第46話 バレンを黙らせる香り
それから先の結人さんの行動はとても速かった。亜空間という場所からどんどん道具を取り出し、作業を始める準備を進めていく。俺は無音ときどき大きめな音を聞きながら、ゆっくりと階段を下りていく。
最初結人さんの部屋を見たときは、ベッドと机と椅子が二つがあるだけだった。だけど、今は様々な道具が用意されていた。円筒状の容器や管など今後の様子がわかるラインナップ。
結人さんは楽しそうな様子だった。対して、なにかをされる側のバレンさんは逃げるのを我慢しようとしているのjか足が震えていた。
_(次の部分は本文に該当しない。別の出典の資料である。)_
PR #2881, opened 2020-07-28
multithread the conversion to RGB10_A2

pixelflinger:
we just move the conversion code into the already existing jobs.

### DIFF
--- a/filament/src/ColorGrading.cpp
+++ b/filament/src/ColorGrading.cpp
@@ -453,9 +453,20 @@ FColorGrading::FColorGrading(FEngine& engine, const Builder& builder) {
     };
 
     size_t lutElementCount = config.lutDimension * config.lutDimension * config.lutDimension;
-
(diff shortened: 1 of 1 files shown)


filament/src/ColorGrading.cpp
```diff
@@ -453,10 +453,21 @@ FColorGrading::FColorGrading(FEngine& engine, const Builder& builder) {
...
     size_t lutElementCount = config.lutDimension * config.lutDimension * config.lutDimension;
-
     size_t elementSize = sizeof(half4);
     void* data = malloc(lutElementCount * elementSize);
 
+    TextureFormat textureFormat;
+    PixelDataFormat format;
+    PixelDataType type;
+    selectLutTextureParams(builder->quality, textureFormat, format, type);
+     assert(FTexture::validatePixelFormatAndType(textureFormat, format, type));
```
prideout, line 463: indention

PR #2885, opened 2020-07-29
WebGL: use color grading in demo, expose destroy.

prideout:


web/samples/helmet.html
```diff
@@ -57,7 +57,7 @@
         const sunlight = Filament.EntityManager.get().create();
         Filament.LightManager.Builder(LightType.SUN)
             .color(iblColor.slice(0, 3))
-            .intensity(150000)
```
romainguy, line 60: That's quite a change in intensity Oo

web/samples/helmet.html
```diff
@@ -95,13 +95,17 @@
 
         const cameraEntity = Filament.EntityManager.get().create();
         this.camera = engine.createCamera(cameraEntity);
-        this.camera.setExposure(32, 1/125.0, 100);
+
+        const colorGrading = Filament.ColorGrading.Builder()
+            .toneMapping(Filament.ColorGrading$ToneMapping.ACES)
```
romainguy, line 100: You could add a vignette if you want to make it obvious

web/samples/helmet.html
prideout: Fixed.

web/samples/helmet.html
prideout: Oh, actually I need to add bindings for that, it's a View API not a ColorGrading API.  Will do so next.

PR #2887, opened 2020-07-29
Add lightroom IBL, enable ColorGrading by default in gltf_viewer.

prideout:
This IBL was created at Google for SceneViewer, and is also used by `<model-viewer>`.  Before / After below.

double

The non-legacy ACES is now default, it looks much better.  I also tested this IBL with WebGL and Android.

lightroom


romainguy:
Looks great! Did you try to match the intensity as well?

samples/gltf_viewer.cpp
```diff
@@ -96,9 +96,9 @@ struct App {
     } scene;
 
     struct ColorGradingOptions {
-        bool enabled = false;
+        bool enabled = true;
         int quality = static_cast<int>(ColorGrading::QualityLevel::MEDIUM);
-        int toneMapping = static_cast<int>(ColorGrading::ToneMapping::ACES_LEGACY);
+        int toneMapping = static_cast<int>(ColorGrading::ToneMapping::ACES);
```
romainguy, line 101: I am not sure that's what we want to do here. This tone mapper is darker which will create bigger mismatches with other renderers and may make comparisons more difficult.

prideout: Non-legacy looks better but yeah good point -- I changed it back.

romainguy: It shouldn't: the only difference between legacy and non-legacy is exposure. Legacy is a slightly brighter version of non-legacy. You can get the same result by just changing your camera exposure and/or your light intensities.

romainguy: The exposure difference is 1/0.6.

prideout:
> Looks great! Did you try to match the intensity as well?

Just now made web match better with desktop, but I didn't try to match everything with model-viewer, they do stuff like setExposureDirect(1.0) which I'm not sure is best practice.

samples/gltf_viewer.cpp
prideout: Ah interesting -- understood!  I think it looks pretty good right now actually, I think I'll go ahead and merge this.

PR #2888, opened 2020-07-29
fix refraction roughness when specular AA is active

pixelflinger:


shaders/src/shading_lit.fs
```diff
@@ -162,7 +162,10 @@ void getRoughnessPixelParams(const MaterialInputs material, inout PixelParams pi
     float perceptualRoughness = material.roughness;
 #endif
 
-#if defined(GEOMETRIC_SPECULAR_AA)
+    // This is used by the refraction code and must be saved before we apply specular AA
+    pixel.perceptualRoughnessUnclamped = perceptualRoughness;
+
+    #if defined(GEOMETRIC_SPECULAR_AA)
```
romainguy: Indentation

PR #2910, opened 2020-08-04
Infrastructure for frame history data

pixelflinger:
We can now save an arbitrary (but decided at compile time) number of
entries containing information about previous frames and it for while
drawing the current frame. Typically this is used for such effects as
TAA, screen-space reflection, building probes over time, etc...

Currently the frame history consists of one frame per View. FView 
provides a new (internal) getFrameHistory() method used to access
previous frames entries as well as to save the current's frame
information.

The FrameGraphPassResources (which is available in the execute closure
of a FrameGraph pass) has a new detach() method which can be used to
remove that resource from the FrameGraph lifetime management, at which
point it becomes the responsibility of the caller. Typically this
resource will be stored in the frame history.


filament/src/FrameHistory.h
```diff
@@ -0,0 +1,75 @@
...
+// This is where we store all the history of a frame
+struct FrameHistoryEntry {
+    // history data goes here
+};
+
+/*
+ * This is a very simple FIFO that stores the history of previous frames.
+ */
+template<typename T, size_t SIZE = 1u>
+class TFrameHistory {
```
prideout, line 31: Currently, this is a very generic FIFO.  Since it is an internal class that is specifically called "FrameHistory", I would consider publicizing `commit()`, adding a public `drain()` method, removing the friend declaration, and removing the two new pass-through methods in FView in favor of `FView::getFrameHistory()`.

I would also consider moving the default size of "1" from the template arg to the "using" alias.

pixelflinger: all sounds good. will do.

filament/src/View.cpp
```diff
@@ -800,6 +802,19 @@ void FView::renderShadowMaps(FEngine& engine, FEngine::DriverApi& driver, Render
...
 }
 
+void FView::commitFrameHistory(FEngine& engine) noexcept {
+    // Here we need to destroy resources in mFrameHistory.back()
+    // and then push the new history entry to the history stack
+    mFrameHistory.commit();
+}
+
+void FView::drainFrameHistory(FEngine& engine) noexcept {
+    // make sure we free all resources in the history
```
bejado, line 812: What types of resources are you planning on storing in `FrameHistoryEntry`?

pixelflinger: It's going to be things like `Handle<>` which need to be destroyed on the main thread and need a `DriverApi&` for the destruction.

filament/src/FrameHistory.h
pixelflinger: btw, we can't remove the "pass-through" because in the future they won't be pass-through. This is where the clean-up of the resources stored in FrameEntry will happen. The dtor can't do it alone because it needs the allocator that might have been used for allocating the resources in the first place.

prideout: Ah ok, understood.

PR #2911, opened 2020-08-04
fix a FG crasher when we have more than 32 passes

pixelflinger:
The FrameGraph cannot store pointers internally because all objects
are stored in vectors. Unfortunately we were storing the writer of
resources as a pointer. 

This is fixed by storing an index instead.

### DIFF
--- a/filament/src/fg/FrameGraph.cpp
+++ b/filament/src/fg/FrameGraph.cpp
@@ -148,13 +148,14 @@ void FrameGraph::moveResourceBase(FrameGraphHandle fromHandle, FrameGraphHandle 
 
     // The pass that is writing to "fromHandle" no longer does (and might be culled)
     // (note: there can only be a single pass that can be a writer)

そんなにバレンさんの血液は特別なのだろうか。俺には全くわからない。状況からして血液検査とかではないみたいだけど。
「バレン準備は?」
「ま、まぁ……」
「なんか元気なさそうな感じだけどそのせいもあるのかな? 今日は本当に消極的だね」
「ただ単に今日提供する日ってのを忘れて、昨日からゲームをしてただけだ。こんなんでぶっ倒れてたまるかよ!」
「"あの花"の香りにはすぐ負けるのにね」
"あの花"とはどの花なのだろうか。俺は知ってる花の種類を引っ張り出してみる。コスモスやチューリップといった、花壇にあるような花から。バラやカーネーションなど季節的なちょっとお高めの花。他にも候補を挙げれば挙げるほど頭の中がお花畑になっていく。
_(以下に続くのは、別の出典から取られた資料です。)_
PR #2914, opened 2020-08-05
fix a moveResource which was broken recently

pixelflinger:
a recent fix actually badly broke moveResource, we were using the
index of the newly created resource instead of the pass index.

### DIFF
--- a/filament/src/fg/fg/PassNode.cpp
+++ b/filament/src/fg/fg/PassNode.cpp
@@ -114,7 +114,7 @@ FrameGraphHandle PassNode::write(FrameGraph& fg, const FrameGraphHandle& handle)
     // record the write
     auto& newNode = fg.getResourceNodeUnchecked(r);
     assert(!newNode.writerIndex.isValid());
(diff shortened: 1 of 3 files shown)


filament/src/fg/fg/PassNode.cpp
```diff
@@ -114,7 +114,7 @@ FrameGraphHandle PassNode::write(FrameGraph& fg, const FrameGraphHandle& handle)
     // record the write
     auto& newNode = fg.getResourceNodeUnchecked(r);
     assert(!newNode.writerIndex.isValid());
-    newNode.writerIndex = r; // needed by move resources
+    newNode.writerIndex = FrameGraphHandle(this->id); // needed by move resources
```
romainguy, line 117: Should it still be called index?

pixelflinger: yes, it's very much the index of the PassNode in the array. I'm using a FrameGraphHandle just as a convenience because it's basically an index with a non-zero default state.

PR #2919, opened 2020-08-06
gltfio: fix some small memory leaks.

prideout:
This fixes two oversights in the FilamentAsset destructor:

- Destroy the faux root Entity.
- If it exists, remove the name component from each Entity.


prideout:
> BTW looks like we leak a ColorGrading object in gltf_viewer.

Fixed.

PR #2921, opened 2020-08-07
Implement basic temporal antialiasing (TAA)

pixelflinger:
while this started as a sample to demonstrate how to use the new
frame history feature, this is now solid enough to become a feature.

this version of TAA doesn't use motion vectors, so it is prone to
various artifacts (e.g. ghosting). It also has the typical issues
TAA has (e.g. transparents).

with that said, performance is good and quality is overall superior
to FXAA or MSAAx4.

taa

taa-zoom

### DIFF
--- a/filament/src/PostProcessManager.cpp
+++ b/filament/src/PostProcessManager.cpp
@@ -51,6 +51,19 @@ using namespace backend;
 static constexpr uint8_t kMaxBloomLevels = 12u;
 static_assert(kMaxBloomLevels >= 3, "We require at least 3 bloom levels");
 
+constexpr static float halton(unsigned int i, unsigned int b) noexcept {
+    // skipping a bunch of entries makes the average of the sequence closer to 0.5
+    i += 409;
+    float f = 1.0f;
+    float r = 0.0f;
+    while (i > 0u) {
+        f /= float(b);
+        r += f * float(i % b);
+        i /= b;
+    }
+    return r;
+}
+
 // ------------------------------------------------------------------------------------------------
 
 PostProcessManager::PostProcessMaterial::PostProcessMaterial() noexcept {
@@ -141,7 +154,26 @@ FMaterialInstance* PostProcessManager::PostProcessMaterial::getMaterialInstance(
 
 // ------------------------------------------------------------------------------------------------
 
-PostProcessManager::PostProcessManager(FEngine& engine) noexcept : mEngine(engine) {
+PostProcessManager::PostProcessManager(FEngine& engine) noexcept
+        : mEngine(engine),
+          mHaltonSamples{
+                  { filament::halton( 0, 2), filament::halton( 0, 3) },
+                  { filament::halton( 1, 2), filament::halton( 1, 3) },
+                  { filament::halton( 2, 2), filament::halton( 2, 3) },
+                  { filament::halton( 3, 2), filament::halton( 3, 3) },
+                  { filament::halton( 4, 2), filament::halton( 4, 3) },
+                  { filament::halton( 5, 2), filament::halton( 5, 3) },
+                  { filament::halton( 6, 2), filament::halton( 6, 3) },
+                  { filament::halton( 7, 2), filament::halton( 7, 3) },
+                  { filament::halton( 8, 2), filament::halton( 8, 3) },
+                  { filament::halton( 9, 2), filament::halton( 9, 3) },
+                  { filament::halton(10, 2), filament::halton(10, 3) },
+                  { filament::halton(11, 2), filament::halton(11, 3) },
+                  { filament::halton(12, 2), filament::halton(12, 3) },
+                  { filament::halton(13, 2), filament::halton(13, 3) },
+                  { filament::halton(14, 2), filament::halton(14, 3) },
+                  { filament::halton(15, 2), filament::halton(15, 3) }}
+{
 }
 
 UTILS_NOINLINE
@@ -172,6 +204,7 @@ void PostProcessManager::init() noexcept {
     registerPostProcessMaterial("colorGrading", MATERIAL(COLORGRADING));
     registerPostProcessMaterial("colorGradingAsSubpass", MATERIAL(COLORGRADINGASSUBPASS));
     registerPostProcessMaterial("fxaa", MATERIAL(FXAA));
+    registerPostProcessMaterial("taa", MATERIAL(TAA));
     registerPostProcessMaterial("dofDownsample", MATERIAL(DOFDOWNSAMPLE));
     registerPostProcessMaterial("dofMipmap", MATERIAL(DOFMIPMAP));
     registerPostProcessMaterial("dofTiles", MATERIAL(DOFTILES));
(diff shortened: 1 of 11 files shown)


pixelflinger:
**notes:** 
- doesn't work yet with metal or vulkan, in both cases I get a lot of flickering (probably a texture coordinate issue).
- java bindings missing

prideout:
Really nice quality!

filament/src/materials/antiAliasing/taa.mat
```diff
@@ -0,0 +1,280 @@
...
+
+    // untonemap result
+    result.rgb *= 1.0 / (1.0 - luma(result.rgb));
+
+#if USE_YCoCg
+    result.rgb = YCoCg_RGB(result.rgb);
+#endif
+
+    // store result (which will becomes new history)
+    result = max(vec4(0), result);
```
prideout, line 270: Interesting, I'm surprised this could ever be negative going in.

filament/src/materials/antiAliasing/taa.mat
```diff
@@ -0,0 +1,280 @@
...
+    result *= 1.0 / (k0 + k1 + k2 + k3 + k4);
+
+    return result;
+}
+
+void postProcess(inout PostProcessInputs postProcess) {
+    highp vec4 uv = variable_vertex.xyxy; // interpolated to pixel center
+
+    // read color buffer center sample
+    float depth = textureLod(materialParams_depth, uv.xy, 0.0).r;
```
prideout, line 181: The comment says "color" but the codeline says "depth"

filament/src/materials/antiAliasing/taa.mat
```diff
@@ -0,0 +1,280 @@
...
+
+#if HISTORY_REPORJECTION
```
prideout, line 183: spelling

filament/src/materials/antiAliasing/taa.mat
romainguy: That's because of the bicubic/catmull-rom spline interpolation I think. Other implementations end up with the same fix.

filament/src/PostProcessManager.cpp
```diff
@@ -1513,6 +1546,115 @@ FrameGraphId<FrameGraphTexture> PostProcessManager::fxaa(FrameGraph& fg,
...
+                };
+
+                FrameHistoryEntry& current = frameHistory.getCurrent();
+
+                float sum = 0.0;
+                float weights[9];
+                for (size_t i = 0; i < 9; i++) {
+                    float2 d = sampleOffsets[i] - current.jitter;
+                    d *= 1.0 / taaOptions.filterWidth;
+                    weights[i] = std::exp(-2.29f * (d.x * d.x + d.y * d.y));
```
romainguy, line 1623: Might be worth explaining what this formula is/where -2.29f comes from?

filament/src/materials/antiAliasing/taa.mat
```diff
@@ -0,0 +1,280 @@
...
+// accurate box clipping
+#define BOX_CLIPPING_ACCURATE   0
+// clamping instead of clipping
+#define BOX_CLIPPING_CLAMP      1
+// no clipping (for debugging only)
+#define BOX_CLIPPING_NONE       2
+
+#if defined(TARGET_MOBILE)
+#define BOX_CLIPPING            BOX_CLIPPING_ACCURATE
+#define USE_YCoCg               0
```
romainguy, line 56: Will any of these options be eventually enabled on mobile? Or just too expensive? Should these be part of the API as toggle or even as part of a quality setting?

filament/src/materials/antiAliasing/taa.mat
```diff
@@ -0,0 +1,280 @@
...
+#define FILTER_HISTORY          0
+#else
+#define BOX_CLIPPING            BOX_CLIPPING_ACCURATE
+#define USE_YCoCg               1
+#define PREVENT_FLICKERING      0   // FIXME: thin lines disapear
+#define FILTER_HISTORY          1
+#endif
+
+// disable for debugging only
+#define HISTORY_REPORJECTION    1
```
romainguy, line 67: Typo

filament/src/materials/antiAliasing/taa.mat
```diff
@@ -0,0 +1,280 @@
...
+
+void dummy() {} // twart IDE
```
romainguy, line 69: twart -> thwart

filament/src/materials/antiAliasing/taa.mat
```diff
@@ -0,0 +1,280 @@
...
+
+float luma(const vec3 color) {
+#if USE_YCoCg
+    return color.x;
+#else
+#if defined(TARGET_MOBILE)
+    return max3(color);
+#else
+    return dot(color, vec3(0.2126, 0.7152, 0.0722));
```
romainguy, line 78: We have a built-in `luminance(vec3 x)` function you can call instead of rolling your own.

filament/src/materials/antiAliasing/taa.mat
```diff
@@ -0,0 +1,280 @@
...
+#endif
+#endif
+}
+
+vec3 RGB_YCoCg(const vec3 c) {
```
romainguy, line 83: Should these two functions be moved to `common_graphics.fs`?

filament/src/materials/antiAliasing/taa.mat
```diff
@@ -0,0 +1,280 @@
...
+    }
+    return h;
+}
+
+// Samples a texture with Catmull-Rom filtering, using 9 texture fetches instead of 16.
+//      https://therealmjp.github.io/
+// Some optimizations from here:
+//      http://vec3.ca/bicubic-filtering-in-fewer-taps/ for more details
+// Optimized to 5 taps by removing the corner samples
+// And Modified for mediump support
```
romainguy, line 123: Modified -> modified

libs/gltfio/include/gltfio/SimpleViewer.h
```diff
@@ -461,8 +462,14 @@ void SimpleViewer::updateUserInterface() {
     if (ImGui::CollapsingHeader("View")) {
         ImGui::Indent();
         ImGui::Checkbox("Dithering", &mEnableDithering);
-        ImGui::Checkbox("FXAA", &mEnableFxaa);
         ImGui::Checkbox("MSAA 4x", &mEnableMsaa);
+        ImGui::Checkbox("TAA", &mTAAOptions.enabled);
+        // this clutters the UI and isn't that useful (except when working on TAA)
```
romainguy, line 467: `#ifndef NDEBUG` maybe?

bejado:
Windows error:

```
D:\a\filament\filament\filament\src\PostProcessManager.cpp(1640,19): error C2664: 'void filament::FMaterialInstance::setParameter(const char *,filament::backend::Handle<filament::backend::HwTexture>,filament::backend::SamplerParams) noexcept': cannot convert argument 2 from 'filament::backend::Handle<filament::backend::HwTexture>' to 'const filament::Texture *' [D:\a\filament\filament\out\cmake-mt\filament\filament.vcxproj]
```

filament/src/materials/antiAliasing/taa.mat
pixelflinger: I think probably at some point yes, once we understand better what works.

filament/src/materials/antiAliasing/taa.mat
pixelflinger: I think maybe at some point, if we keep them. Once we know what works better.
I think it's pretty specific to TAA too?

romainguy: I played with it for gamut mapping and tone mapping, but yeah we can move it later.

libs/gltfio/include/gltfio/SimpleViewer.h
pixelflinger: I really didn't think they were that useful other than when debugging TAA, I don't think people will tweak them in practice.

filament/src/PostProcessManager.cpp
```diff
@@ -141,7 +154,26 @@ FMaterialInstance* PostProcessManager::PostProcessMaterial::getMaterialInstance(
 
 // ------------------------------------------------------------------------------------------------
 
-PostProcessManager::PostProcessManager(FEngine& engine) noexcept : mEngine(engine) {
+PostProcessManager::PostProcessManager(FEngine& engine) noexcept
+        : mEngine(engine),
+          mHaltonSamples{
+                  { filament::halton( 0, 2), filament::halton( 0, 3) },
```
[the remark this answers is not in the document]
pixelflinger: yeah, crazy right? I think it has to actually.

そう考えてる間に結人さんはまた亜空間から何かを取り出した。出てきたのは黄色い液体の入った小瓶で、それを見たバレンさんは青ざめた表情で俺のいる入り口を見る。
バレンさんを黙らせる小瓶の中身。まるで蜂蜜のようにトロトロしている液は、結人さんが瓶を逆さまにしてもなぜかこぼれない。というよりも、どう考えても不自然だった。
あの有名な食品保存用ラップで逆さまにしてもこぼれないのは聞いたことあるけれど、瓶の蓋が開かないのは何か細工しているのかもしれなかった。
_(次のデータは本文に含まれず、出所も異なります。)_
Issue #2057, opened 2020-01-21
Option to configure `CommandBufferQueue` size.


roxlu:
I'm rendering a scene with ~3000 items that share ~100 meshes and it seems that the `CommandBufferQueue` is running out of space.  In `Allocators.h` I see the buffer sizes, but I'm wondering how to change the size; or maybe there is another way to render 3000 items?

romainguy:
I talked to @pixelflinger and this is pretty much what we wanted to add. It was just never a priority so far. We'd love a test scene if you have one (a glTF file would work great if that's not a problem for you).

pixelflinger:
I had to increase `CONFIG_PER_RENDER_PASS_ARENA_SIZE` to 3 MiB, `CONFIG_PER_FRAME_COMMANDS_SIZE` to 2 MiB and `CONFIG_MIN_COMMAND_BUFFERS_SIZE` to 3 MiB to be able to render a ~3400 items scene.

We will make this user-settable at Engine creation time eventually.  Also maybe we could increase the defaults a bit.

roxlu:
I want to look into this and wondering how we can make the buffer sizes configurable. I've looked into some files and found the following buffer sizes which should be configurable. In [Allocators.h](https://github.com/google/filament/blob/main/filament/src/details/Allocators.h ) we have: 

-  `CONFIG_PER_RENDER_PASS_ARENA_SIZE`
- `CONFIG_PER_FRAME_COMMANDS_SIZE`
- `CONFIG_MIN_COMMAND_BUFFERS_SIZE`

And in [OpenGLDriver.cpp](https://github.com/google/filament/blob/main/filament/backend/src/opengl/OpenGLDriver.cpp#L136) we have:

- `mHandleArena("Handles", 2U * 1024U * 1024U),`

I didn't find other other buffer sizes which should be configurable; but there might be more. 

@pixelflinger and @romainguy what are you thoughts on this? Should we create `Builders` for these too?

roxlu:
@romainguy what about using #defines so you can at least configure them? This could be added in 5min and we have a solution that works for now.

PR #2923, opened 2020-08-07
Configurable buffer sizes via CMake

roxlu:
This feature allows us to specify the buffer sizes that are used in Allocators.h and OpenGLDriver.cpp. Quick fix for https://github.com/google/filament/issues/2057 By increasing these buffers we can render more instances.


prideout:
This PR has two 1-month old commits in it, should it be rebased?

roxlu:
> This PR has two 1-month old commits in it, should it be rebased?

I created a feature branch from upstream/master. Not sure what happened.

romainguy:
We changed our branch from master to main a few weeks ago. And your change should define default values in the code, not just in the build system.

roxlu:
> We changed our branch from master to main a few weeks ago. 
Ah good! I'll rebase late.

> And your change should define default values in the code, not just in the build system.

https://github.com/roxlu/filament/commit/899f9a1d1fe88c2bf54711b9af7b6e25d591e05c

What do you mean; see above for the changes in Allocators.h and OpenGLDriver.cpp

romainguy:
That's exactly my point, your change *relies* on defines being set by the build system, not something we want. You should at least have a series of `#ifndef XXXX #define XXXX YYYY #endif`.

roxlu:
Ah I see what you mean; I wasn’t sure if you wanted to have such an implementation. I’ll make the changes.

romainguy:
The master branch has now been deleted to avoid further confusions. GitHub finally fixed the issue that was preventing us from getting rid of it.

romainguy:
Your change still touches many files that are not related to your change.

結人さんが半分ふざけながらバレンさんの周りで瓶をちらつかせると、ようやく蓋を開けた。その時も少し変わったことが起こっていた。
結人さんが蓋を開ける時、瓶のくびれ部分に模様が現れたように見えた。これも魔法の一種なのかもしれないと一度頭の端っこに置いておく。
次にその小瓶からしてきた香り。今まで嗅いだことのない、甘くもなくけれども全く香るわけでもない絶妙なもので、そして俺が知ってる花とは全く当てはまらない。
俺は一回瞬きをする。目を開けたときにはバレンさんは眠りについていて今にも椅子から落ちそうな状態だった。
「よし、これで準備は問題なしっと。えーと、こっちの接続は……。空気が入ると結晶化進むから……」
「結人さん。何しているんですか?」
目の前で起こっていることに違和感を感じた俺は結人さんに話しかける。すると結人さんは優しく微笑みながらこう言った。
「翔斗くん。もしかして見てた?」
「は、はい、結人さんとバレンさんが追いかけっこしているところからずっと見てました」
「そうだったんだね。騒がせちゃってごめん。今日のバレンはちょっとね……」
「今は寝てるみたいですけど、そのの小瓶中身って何なんですか?」
俺は蓋が外されたままの小瓶を指さして尋ねる。結人さんは液を指の先に着けると、俺の方に歩いてきた。
「これはね、僕が少し前にお世話になった異世界から持ってきた蜂蜜だよ。バレンはこの蜂蜜の元になってる花が苦手でね。すぐに寝てしまうんだ」
「ちなみにその花の名前って……」
「たしか、ゼレネスだったはず。こっちの世界には持ち込めないから」
聞いたことのない名前だった。俺は異世界という謎の場所に行く機会はないだろうけど、きっとそれなりの思い出があるところなのは分かった。これもリアゼノン事件の一つなのだとしたら覚えておいた方がいいかもしれない。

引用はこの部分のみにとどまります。